→ **ABOUT THIS TASK**: Among the lines below, a stretch begins at the one with "PR #9565, opened 2021-02-21" and ends at the one with "Based on a chat". Repeat that stretch exactly, ends included.

*** DATA FOR THE TASK

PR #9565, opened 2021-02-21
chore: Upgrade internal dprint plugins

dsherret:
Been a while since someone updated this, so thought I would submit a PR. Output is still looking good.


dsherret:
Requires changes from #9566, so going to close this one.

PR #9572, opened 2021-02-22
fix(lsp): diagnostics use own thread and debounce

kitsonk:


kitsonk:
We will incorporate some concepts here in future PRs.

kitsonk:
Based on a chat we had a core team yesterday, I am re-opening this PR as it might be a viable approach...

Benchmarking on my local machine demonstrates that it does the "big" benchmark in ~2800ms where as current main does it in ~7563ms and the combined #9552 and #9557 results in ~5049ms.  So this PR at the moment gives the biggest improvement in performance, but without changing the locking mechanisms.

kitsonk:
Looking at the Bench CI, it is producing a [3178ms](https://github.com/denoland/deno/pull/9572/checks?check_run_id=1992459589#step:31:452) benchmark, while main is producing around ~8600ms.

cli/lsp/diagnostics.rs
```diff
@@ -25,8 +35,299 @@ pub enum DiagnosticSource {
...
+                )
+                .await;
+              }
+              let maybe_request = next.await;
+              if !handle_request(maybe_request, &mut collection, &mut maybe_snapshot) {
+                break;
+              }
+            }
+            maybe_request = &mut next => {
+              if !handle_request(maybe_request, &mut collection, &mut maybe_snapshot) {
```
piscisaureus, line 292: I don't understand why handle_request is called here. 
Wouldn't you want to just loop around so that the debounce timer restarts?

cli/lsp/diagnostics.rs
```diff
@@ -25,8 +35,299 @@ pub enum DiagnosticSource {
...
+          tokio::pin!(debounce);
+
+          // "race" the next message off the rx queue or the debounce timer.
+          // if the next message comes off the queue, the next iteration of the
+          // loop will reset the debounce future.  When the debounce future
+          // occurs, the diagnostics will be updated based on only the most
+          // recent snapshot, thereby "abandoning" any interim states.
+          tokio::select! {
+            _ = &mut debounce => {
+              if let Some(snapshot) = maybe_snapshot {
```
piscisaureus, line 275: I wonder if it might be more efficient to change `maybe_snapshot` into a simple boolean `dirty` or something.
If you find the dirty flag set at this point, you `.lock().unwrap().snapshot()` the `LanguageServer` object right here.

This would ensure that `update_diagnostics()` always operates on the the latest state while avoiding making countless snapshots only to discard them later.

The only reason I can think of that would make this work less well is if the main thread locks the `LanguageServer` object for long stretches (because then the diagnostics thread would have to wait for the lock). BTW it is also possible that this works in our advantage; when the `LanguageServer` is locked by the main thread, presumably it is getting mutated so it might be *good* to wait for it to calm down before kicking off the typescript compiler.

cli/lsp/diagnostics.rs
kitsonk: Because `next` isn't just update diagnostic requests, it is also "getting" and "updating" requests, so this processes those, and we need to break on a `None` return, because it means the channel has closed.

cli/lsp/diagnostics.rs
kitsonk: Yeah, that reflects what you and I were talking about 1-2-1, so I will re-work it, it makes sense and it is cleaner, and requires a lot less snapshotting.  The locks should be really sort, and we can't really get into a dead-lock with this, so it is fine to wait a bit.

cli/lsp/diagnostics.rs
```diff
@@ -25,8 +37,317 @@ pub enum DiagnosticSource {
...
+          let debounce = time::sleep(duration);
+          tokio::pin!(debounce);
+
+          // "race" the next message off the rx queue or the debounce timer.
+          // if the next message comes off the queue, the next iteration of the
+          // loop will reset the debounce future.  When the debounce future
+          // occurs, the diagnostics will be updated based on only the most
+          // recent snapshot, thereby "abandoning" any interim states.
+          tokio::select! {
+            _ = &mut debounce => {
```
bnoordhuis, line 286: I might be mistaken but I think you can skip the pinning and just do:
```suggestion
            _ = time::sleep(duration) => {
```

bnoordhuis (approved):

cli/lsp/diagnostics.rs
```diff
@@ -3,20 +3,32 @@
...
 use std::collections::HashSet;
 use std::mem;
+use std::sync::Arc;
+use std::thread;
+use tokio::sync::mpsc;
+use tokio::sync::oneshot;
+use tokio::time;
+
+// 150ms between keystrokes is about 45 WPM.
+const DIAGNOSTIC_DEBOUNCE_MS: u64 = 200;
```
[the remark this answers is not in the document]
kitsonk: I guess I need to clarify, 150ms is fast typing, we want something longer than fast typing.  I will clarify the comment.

******
*** DATA FOR THE TASK

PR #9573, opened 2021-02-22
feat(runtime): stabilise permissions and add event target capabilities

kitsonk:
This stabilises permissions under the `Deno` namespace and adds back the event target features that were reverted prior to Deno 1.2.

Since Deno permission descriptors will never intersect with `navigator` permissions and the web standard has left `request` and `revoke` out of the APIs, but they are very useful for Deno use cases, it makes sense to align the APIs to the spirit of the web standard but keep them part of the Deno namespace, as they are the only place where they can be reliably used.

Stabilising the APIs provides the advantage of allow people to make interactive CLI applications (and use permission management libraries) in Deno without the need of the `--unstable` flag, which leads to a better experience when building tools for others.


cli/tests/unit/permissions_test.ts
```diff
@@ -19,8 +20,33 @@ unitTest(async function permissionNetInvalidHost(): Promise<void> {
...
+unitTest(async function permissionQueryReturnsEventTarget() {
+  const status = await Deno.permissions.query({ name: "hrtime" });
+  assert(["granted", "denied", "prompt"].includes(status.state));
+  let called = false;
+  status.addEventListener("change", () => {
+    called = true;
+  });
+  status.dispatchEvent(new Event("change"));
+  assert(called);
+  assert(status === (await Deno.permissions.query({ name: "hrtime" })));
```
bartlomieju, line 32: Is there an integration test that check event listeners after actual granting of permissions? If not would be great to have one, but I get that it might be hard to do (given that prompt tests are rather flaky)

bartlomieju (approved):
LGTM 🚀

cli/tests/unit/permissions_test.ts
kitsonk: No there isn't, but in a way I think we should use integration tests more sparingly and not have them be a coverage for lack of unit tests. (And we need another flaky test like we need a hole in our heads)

******

→ **TASK RESPONSE**:
PR #9565, opened 2021-02-21
chore: Upgrade internal dprint plugins

dsherret:
Been a while since someone updated this, so thought I would submit a PR. Output is still looking good.


dsherret:
Requires changes from #9566, so going to close this one.

PR #9572, opened 2021-02-22
fix(lsp): diagnostics use own thread and debounce

kitsonk:


kitsonk:
We will incorporate some concepts here in future PRs.

kitsonk:
Based on a chat we had a core team yesterday, I am re-opening this PR as it might be a viable approach...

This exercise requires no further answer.